EXERCISE DETAILS – Reproduce each line from the records that holds "plugins".

____

PR #476, opened 2023-01-17
I want a plugin that can manage the active context

cvchaparro:
As an AaC CLI user, I want a plugin that can manage the active context, so that I can manage my active context from the CLI.

* Blocked by #455

* Added the active-context plugin for managing the context via the CLI
 * Users can list the files in the active context
 * Users can remove files from the active context
 * Users can add files to the active context
 * Users can reset the context
 * Users can list the definitions in the context
 * Users can describe specific definitions
 * Users can import state from another context
 * Users can export state from the active context

## AC:
- [x] There is a new plugin `active-context`
- [x] The new plugin allows users to do the following with the active context
  - [x] Add an AaC file to the context
  - [x] Remove an AaC file from the context
  - [x] List all of the files in the context
  - [x] List all of the definitions in the context
  - [x] Describe a definition by name
    - [x] Provide the structure of the definition corresponding to the provided name (to_yaml)
    - [x] Provide the definition's source file and starting line
    - [x] If there is no definition with the provided name, return an error stating as much
  - [x] Reset the context (remove user-provided definitions and files. Leaves active plugins.)
  - [x] Import state
  - [x] Export state


python/src/aac/plugins/first_party/active_context/active_context_impl.py
```diff
@@ -0,0 +1,161 @@
...
+    Args:
+        state_file (str): The persistent state file from which to get information about how to configure the active context.
+    """
+
+    def import_state_file_if_present() -> str:
+        if not lexists(state_file):
+            raise PluginError(f"The state file {state_file} could not be imported because it doesn't exist.")
+
+        active_context = get_active_context()
+        active_context.clear()
```
cvchaparro, line 133: Currently, the quickest way I found to avoid a duplicate definition error when importing was to do this. I'd still need to debug the issue to see why this is cropping up and how to resolve it.

Coffee2Bits: We should be clearing the state when importing files anyway, I've moved this clear call to the LC's `import_from_file` method.

python/src/aac/cli/execute.py
```diff
@@ -18,8 +18,8 @@ def cli():
 @cli.result_callback()
 def output_result(result: PluginExecutionResult):
     """Output the message from the result of executing the CLI command."""
-    error_occurred = not result.is_success()
-    echo(result.get_messages_as_string(), err=error_occurred, color=True)
+    error_occurred = not result.is_success
```
Coffee2Bits, line 21:
```suggestion
    error_occurred = not result.is_success()
```

Coffee2Bits (approved):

____

EXERCISE RESPONSE –
  - [x] Reset the context (remove user-provided definitions and files. Leaves active plugins.)
python/src/aac/plugins/first_party/active_context/active_context_impl.py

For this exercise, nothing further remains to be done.